General information
- Type: Powered parachute
- National origin: United States
- Manufacturer: Phoenix Industries
- Status: Production completed

= Phoenix Industries TZ-1 ParaFlyer =

American powered parachute

The Phoenix Industries TZ-1 ParaFlyer is an American powered parachute that was designed and produced by Phoenix Industries of Southampton, New Jersey. Now out of production, when it was available the aircraft was supplied as a kit for amateur construction.

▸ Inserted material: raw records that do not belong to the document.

PR #11434, opened 2026-08-04
proof(#11351): model-to-guest forward item bridge for byte-string RLP items

dhsorens:
Shared prerequisite for **#11351**, **#11345** and **#11346**. Splitting it out because all three need the same missing artefact and it is reviewable on its own.

## The gap

`WalkDecodeBridge.lean` goes **guest → model**. Every triple downstream of `rlp_list_nth_item` needs the **converse**: from a successful `decodeAux`, build the guest's `rlpItemDecode` at the matching cursors. Nothing in the tree did that — `Success` / `StrictListPayload` / `StrictNthItem` had **no forward constructor at all**:

```
$ grep -rn "…Success…" --include=*.lean   # theorems with Success in conclusion position
(no matches)
```

That is what I flagged when I corrected my own sizing on #11345.

## Why byte-strings only, and why that is not a cop-out

The restriction is load-bearing rather than incidental. The **guest → model** direction is *false* for the two list disjuncts — `rlpItemDecode` checks only that a child's declared span *fits* the window, never its interior, so

```
bytes = [0xc3, 0xc2, 0x81, 0x00]
```

is accepted by the walk while `decodeAux` rejects the non-canonical nested `81 00`. (That is the possible-`.looser` finding still open on #11341.)

Restricting to `.bytes` items removes **exactly** the disjuncts that carry that gap, which is why this direction is provable at all. And every RLP field of a block header is a byte string, so the header-extractor family pays nothing for it. Field 6 (`logs_bloom`, 256 B) is why the long-string form is included and not deferred.

## Contents

| piece | what it does |
|---|---|
| `toNat_base_add_ofNat`, `ult_base_add_ofNat`, `sub_base_add_ofNat`, `base_add_add_ofNat`, `ofNat_add_ofNat`, `ult_ofNat_iff` | offset algebra for the no-overflow regime — discharges every `toNat`/`ult` side condition uniformly |
| `drop_inj_of_le` | how a `bytes.drop off'` residue **pins** `off'` (via residue length) |
| `rlpItemDecode_{singleByte,shortBytes,longBytes}_forward` | the guest's first three disjuncts, one constructor each |
| `readLength_inv` | inverts the model's length reader |
| `rlpItemDecode_of_decodeAux_bytes` | the dispatcher: classify prefix → discharge three byte forms → refute both list forms from the `.bytes` result constructor |

### One subtlety worth flagging in review

`readLength`'s leading-zero guard fires **only at width > 1**. So the `x = 0, k = 1` case is genuinely *legal* for `readLength` — a single `0x00` length byte parses fine, and is ruled out downstream by the separate `55 < lenVal` canonicality check instead. `readLength_inv` therefore states its conclusion as `1 < k → c.toNat ≠ 0`, vacuous at width one, rather than the stronger `c.toNat ≠ 0` I first reached for. Strengthening it would have been unprovable, and asserting it would have been wrong.

## Non-vacuity

Two `example`s instantiate the dispatcher on concrete buffers (short string `83 01 02 03`; single byte `07`), so the hypothesis set is demonstrably satisfiable rather than merely consistent.

## Registry

**No rows.** This is a pure lemma module with no routine of its own; it will be *cited and consumed* by the triples that follow, per the "availability is not use" rule. Same shape as #11408 and #11425.

## Gates

`lake build` warning-free · `port-check` **PASS** (83 theorems, classical axioms only) · `check-axioms` OK (126 witnesses) · forbidden-tactics / layering / file-size **PASS**. `check-unimported`'s only orphan is the untracked `UnifiedDecodeItemLongBytesValidated.lean` (#9373 WIP, not mine, not in this PR); the new module is registered in the `EvmAsm/Rv64/RLP.lean` umbrella.

## Next

On top of this: `StrictPrefix`/`StrictNthItem` chain composition → `StrictListPayload` for the outer long list → `Success` → compose with the already-`.proven` `rlpFieldToU64_flat_spec_within` for the #11351 triple. Grading will be `.domainRestricted`, not `.agrees` — the guest never checks header arity, so on a 9-item list it returns a value where `_decode_header` errors, and the honest statement is one-directional.

Refs #11351, #11345, #11346, #11341

### DIFF
--- a/EvmAsm/Rv64/RLP.lean
+++ b/EvmAsm/Rv64/RLP.lean
@@ -139,6 +139,7 @@ import EvmAsm.Rv64.RLP.WalkInitWP
 import EvmAsm.Rv64.RLP.WalkNext
 import EvmAsm.Rv64.RLP.WalkItemDeterminism
 import EvmAsm.Rv64.RLP.WalkDecodeBridge
+import EvmAsm.Rv64.RLP.ItemDecodeForward
 import EvmAsm.Rv64.RLP.WithdrawalDecode
 import EvmAsm.Rv64.RLP.WithdrawalSchemaWP
 import EvmAsm.Rv64.RLP.WithdrawalDecodeFailureWP
--- a/EvmAsm/Rv64/RLP/ItemDecodeForward.lean
+++ b/EvmAsm/Rv64/RLP/ItemDecodeForward.lean
@@ -1,0 +1,517 @@
+/-
+  EvmAsm.Rv64.RLP.ItemDecodeForward
+
+  The **model → guest** direction of the item bridge: from a successful
+  `decodeAux` of a *byte-string* item, construct the guest's `rlpItemDecode`
+  relation at the corresponding offsets.
+
+  This is the converse of `WalkDecodeBridge.lean`, and the restriction to
+  `.bytes` items is essential rather than incidental.  The guest → model
+  direction is **false** for the two list disjuncts: `rlpItemDecode` checks only
+  that a child's declared span *fits* in the window, never its interior, so
+  `[0xc3, 0xc2, 0x81, 0x00]` is accepted by the walk while `decodeAux` rejects
+  the non-canonical nested `81 00`.  Restricting to byte strings removes exactly
+  the disjuncts that carry that gap, which is why this direction is provable
+  at all.
+
+  Every RLP field of a block header is a byte string, so the restriction costs
+  nothing for the header-extractor family.
+-/
+
+import EvmAsm.Rv64.RLP.WalkDecodeBridge
+import EvmAsm.Rv64.RLP.WalkNext
+
+namespace EvmAsm.Rv64.RLP
+
+open EvmAsm.EL.RLP
+
+/-! ## Offset arithmetic in the no-overflow regime
+
+All cursors are `base + BitVec.ofNat 64 k` for `k ≤ bytes.length`, with the
+whole buffer inside the address space.  These two lemmas discharge the
+`toNat`/`ult` side conditions uniformly. -/
+
+/-- In the no-overflow regime a cursor's `toNat` is its offset, unreduced. -/
+theorem toNat_base_add_ofNat {base : Word} {k bound : Nat}
+    (hk : k ≤ bound) (hover : base.toNat + bound < 2 ^ 64) :
+    (base + BitVec.ofNat 64 k).toNat = base.toNat + k := by
+  have hklt : k < 2 ^ 64 := by omega
+  rw [BitVec.toNat_add, BitVec.toNat_ofNat, Nat.mod_eq_of_lt hklt,
+    Nat.mod_eq_of_lt (by omega)]
+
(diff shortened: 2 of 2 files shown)


pirapira:

## Verified

- `lake build EvmAsm.Rv64.RLP.ItemDecodeForward` → **Built** (975 jobs), so both `example`s elaborated.
- `#print axioms rlpItemDecode_of_decodeAux_bytes` → `[propext, Classical.choice, Quot.sound]`. Classical only, no
  `sorryAx`; nothing in the diff matches `bv_decide`/`native_decide`.
- One `import` line plus one new module; no `EvmAsm/Codegen/**` file touched, so no build, pin or fixture implications.

## ⭐ The scope restriction is the substance, and it is argued rather than asserted

This is the **model → guest** direction, the converse of `WalkDecodeBridge`. The docstring's key claim is that restricting to
`.bytes` items is *essential rather than incidental*, and it gives the mechanism: `rlpItemDecode` checks only that a child's
declared span **fits** the window, never its interior, so `[0xc3, 0xc2, 0x81, 0x00]` is **accepted by the walk while
`decodeAux` rejects** the non-canonical nested `81 00`. Restricting to byte strings removes exactly the disjuncts carrying
that gap — which is why this direction is provable at all.

That is the same counterexample #11416 cited from #11341 earlier today, so the two proofs agree on where the correspondence
genuinely fails. A scope note that names a concrete falsifying input is worth far more than one that says "for simplicity".

And the cost is correctly quantified: **every RLP field of a block header is a byte string**, which I checked against the
Amsterdam `Header` — all 24 fields are scalars, hashes or byte strings, with no nested list — so the restriction costs nothing
for the header-extractor family that #11351 needs.

## The offset-arithmetic layer is the right shape

`toNat_base_add_ofNat`, `ult_base_add_ofNat` and `sub_base_add_ofNat` establish the no-overflow regime once
(`base.toNat + bound < 2^64`, cursors as `base + ofNat k`) and then discharge every `toNat`/`ult`/subtraction side condition
uniformly. Without that layer each of the three prefix cases would re-derive its own overflow reasoning, which is where this
kind of bridge usually becomes unmaintainable. `readLength_inv` doing the same job for the long-bytes length decode is the
analogous move.

## Non-vacuity is genuine

Both `example`s instantiate the relation on **concrete buffers** — `0x83 01 02 03` advancing the cursor by the full four-byte
span, and a bare `0x07` with a one-byte span — passing the decode hypothesis as **`rfl`**, so the model decode is actually
computed rather than assumed. That makes the hypothesis set demonstrably *satisfiable* rather than merely consistent, which is
the failure mode for a theorem with six universally-quantified numeric arguments and four side conditions: it can be true and
unusable. These show it is instantiable at the shapes the header extractor will hit.

## Payoff

With `WalkDecodeBridge`'s guest → model direction and #11425's arity-N `decodeItems` composition already in, this closes the
remaining leg for #11351: a walk-produced offset fact can now be turned into a model decode *and* back. The header rows need
exactly that round trip.

pirapira:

==Design and development==
The TZ-1 ParaFlyer was designed to comply with the US FAR 103 Ultralight Vehicles rules, including the category's maximum empty weight of 254 lb. The aircraft has a standard empty weight of 115 lb and was marketed as the lightest powered parachute design available. It features a 365 sqft parachute-style wing single-place accommodation, tricycle landing gear and a single 22 hp Zenoah G-25 engine in pusher configuration.

The aircraft carriage is built from bolted aluminium tubing. In flight steering is accomplished via handles that actuate the canopy brakes, creating roll and yaw. On the ground the aircraft has foot pedal-controlled nosewheel steering. The main landing gear incorporates spring rod suspension. An instrument pod, including a tachometer, cylinder head temperature gauge and exhaust gas temperature gauge, was a factory option.

The aircraft has a typical empty weight of 115 lb and a gross weight of 380 lb, giving a useful load of 265 lb. With full fuel of 3 u.s.gal the payload for the pilot and baggage is 247 lb.

The standard day, sea level, no wind, take off with a 22 hp engine is 200 ft and the landing roll is 10 ft.

The aircraft can be folded up and transported in most automobiles. The manufacturer estimates the construction time from the supplied kit as 10 hours.